On 19/03/16 05:20, Walter Parker wrote:
>> C A Horte, the famous computer scientist, calls the introduction of nulls
> into his type system (like how Java did it decades later) to be his Billion
> dollar mistake. He did it for the mathematical elegance and didn't foresee
> all of the null errors that would come. Nulls sound great in theory, in
> practice they can be trouble.

If one is dealing with a single variable this statement may apply, and
since everybody is trying to define the function of a single variable
they are missing the bigger picture.

When running a RELATIONAL database query, one is often combining the
results of several tables, Joins can be defined to only include a result
if the sub-record also exists, or ignore those fields if for that record
the result does not apply. NULL is the CORRECT return for those fields,
and isnull is the correct check to select a function that is used when
that element of the result does not apply. One does not expect the
database engine to replace those NULL values with acceptable typed
default results. This is why many of the previous discussions on how to
handle NULL have resulted in even more problems! NULL is a state of the
variable and the 'error message' contained within each line of a result set.

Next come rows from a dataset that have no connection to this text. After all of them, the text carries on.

PR #8650, opened 2019-01-18
Caching of utf-8 conversion, memory improvement, refactoring

sokra:
* New major version of webpack-sources
  * adds `buffer` to Source
  * CachedSource caches `buffer`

The argument goes on that NOT typing your variables is bad design, and
for some places that is a correct statement, but as I have said many
times, simply expecting the database result to be an integer is bad
design since the value returned will also have a defined length. We know
the problems that returning a BIGINT creates in PHP5, but simply trying
to ensure 'integer' is 64bit internally produces different results where
the database value is actually 8, 16 or 32 bits. And different results
again on 32bit builds of PHP don't help!

It's not unreasonable for a complex SQL query to produce different
'type' results for a column if the unions combine SMALLINT and INTEGER
values, and in these cases a 'string' result ensures consistency, which
PHP currently maps nicely, but which a strict type would baulk at.
Personally I would be looking to ensure the database design was
consistent, but we have 20+ years of data and originally the smallest
data type was used to keep the record sizes down. Just how many
different 'integer' fields do exist ... each with different rules.